A Si Ahmed Hachani

En ces temps de désarroi, de lassitude «révolutionnaire», de mobilisation des mécontents et de diffusion des fausses informations à propos de vos orientations politiques, le métier d’un chef du gouvernement n’a jamais semblé aussi compliqué et décrié. Il ne suffit pas de faire triompher cette «bonne volonté» qui, selon l’un de nos héros nationaux Saint Augustin, modèle le désastre et fait rêver temporairement le peuple. En passant de l’optimisme démesuré à l’action concrète, votre rapport à la réalité risque de perdre une part de son innocence pour laisser place au soupçon et à une grande et dramatique déception. Il va sans dire que l’histoire ne manque pas de combats douteux qui ont abouti, mais celui-ci promet d’être très difficile à gagner. Pourtant, nous pensons qu’il mérite d’être mené à condition de prendre le citoyen pour ce qu’il est, un être responsable, capable de raisonner, plutôt qu’un sujet passif auquel vous dicteriez sa conduite.
Vous devez entamer votre mission par le côté le plus difficile en choisissant la transparence plutôt que la confusion, les réformes profondes plutôt que le statu quo ou les rafistolages et les petits ravalements de façade, la vérité des prix plutôt que les ruineux subsides. Les «solutions» populistes sont, comme toujours, des miroirs aux alouettes !
Il n’est pas besoin d’avoir lu « Ithaf ahl al-zaman» (Présent des hommes de notre temps) de l’historien Ibn Abi Dhiaf et de connaître les déboires de Sadok Bey en 1869 pour savoir qu’on ne peut indéfiniment compter sur les dettes pour diriger convenablement un pays.
Laissez-vous guider par l’urgence de la question brûlante : les inégalités grandissantes. Une ligne de faille qui devient si vite, dans un pays où tant d’enjeux se recoupent, une ligne de front. Ces inégalités sont un poison. Lorsqu’elles se creusent et ne sont pas traitées, elles font vaciller les gouvernements. Et souvent, elles mènent à leur chute. En ignorant ce principe économique et social de base, vous vous obstinez dans une escalade qui ne réglera aucun des problèmes du pays. Un chef du gouvernement réussit et devient fort quand son programme fait écho aux problèmes de la société et vise directement le seul véritable horizon salutaire : subsumer les affiliations idéologiques par une citoyenneté plus haute, qui nous fait nous sentir appartenir à une nation avant d’appartenir à une idéologie politique ou à un regroupement de semblables. Une affirmation qu’il existe un socle, celui du civisme, ou les idéologies doivent s’effacer derrière l’appartenance à la patrie. Sans volonté politique claire et sans évolution de la loi, que les gens au pouvoir sont toujours prêts à contourner, votre action sera sans effet.
Enfin, on ne fait rien de grand sans de grandes compétences. Parce que le terrible en politique dans notre pays, depuis plus de douze ans, c’est que les mauvais prennent sans effort la place des bons. Un arriviste médiocre, avec de l’entregent, obtient souvent un poste plus élevé qu’un compétent confirmé. Alors, à vous d’incarner la résistance à cet «ardent désir» de voir l’incompétence au pouvoir. Entourez-vous de conseillers compétents. Plus un conseiller est compétent et expérimenté, meilleur il sera. C’est une vieille règle. Le propre des responsables éclairés, à travers l’histoire, était d’inviter les compétents à leur cour pour se frotter aux idées lucides.

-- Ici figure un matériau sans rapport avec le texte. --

PR #221, opened 2024-01-04
[MER-3360] Run av stack tidy on av stack sync

draftcode:
I think this should happen automatically on av stack sync. Otherwise, av
stack sync will result in an error that it cannot find a branch in the
repository.

### DIFF
--- a/cmd/av/stack_sync.go
+++ b/cmd/av/stack_sync.go
@@ -59,6 +59,10 @@ base branch.
 		if err != nil {
 			return err
 		}
+		if _, err = actions.TidyDB(repo, db); err != nil {
+			return err
+		}
+
 		tx := db.WriteTx()
 		defer tx.Abort()
 
--- a/cmd/av/stack_tidy.go
+++ b/cmd/av/stack_tidy.go
@@ -5,8 +5,7 @@ import (
 	"os"
 	"strings"
 
-	"github.com/aviator-co/av/internal/git"
-	"github.com/aviator-co/av/internal/meta"
+	"github.com/aviator-co/av/internal/actions"
 	"github.com/aviator-co/av/internal/utils/colors"
 	"github.com/aviator-co/av/internal/utils/textutils"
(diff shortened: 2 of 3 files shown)


cmd/av/tidy.go
```diff
@@ -0,0 +1,71 @@
...
+
+import (
+	"github.com/aviator-co/av/internal/git"
+	"github.com/aviator-co/av/internal/meta"
+)
+
+// tidyDB removes deleted branches from the metadata and returns number of branches removed from the
+// DB.
+func tidyDB(repo *git.Repo, db meta.DB) (int, error) {
+	tx := db.WriteTx()
```
travigd, line 11: Not major, but all of these files (I think) map to actual CLI subcommands (`stack_sync.go` is,,, well,,, `av stack sync`). You could put this in the `actions` package which is our functional catch-all. 🤷

Not something that I think is blocking though.

cmd/av/stack_sync.go
```diff
@@ -59,6 +59,10 @@ base branch.
 		if err != nil {
 			return err
 		}
+		if _, err = tidyDB(repo, db); err != nil {
```
travigd, line 62: I think we should print the `Tidied <n> branches` here (though no need to print that we didn't tidy branches,,, so,,, idk) and also add a flag to disable the tidy behavior (`--no-tidy`). 

This is also not blocking.

travigd (approved):

cmd/av/tidy.go
draftcode: Moved.

cmd/av/stack_sync.go
draftcode: Since tidying is for internal DB to sync up with the git-branches, I feel like it's really internal thing that users shouldn't care about. IDK. Maybe our users do know about av-cli's internal DB and they know what tidy means. In that case, we can surface this and add an option.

Plongé dans une scène politique paranoïaque, où chacun se voit assiégé par ses fantasmes, vous devez affronter une situation économique et sociale en péril, qui fait eau de toutes parts, surtout que dans ce gigantesque vide-greniers de leurs frustrations et cet immense bric-à-brac de leurs revendications, les Tunisiens attendent de vous des solutions concrètes.

Et pour conclure : n’oubliez jamais que tout homme politique au pouvoir ne sera puni que par là où il aura péché.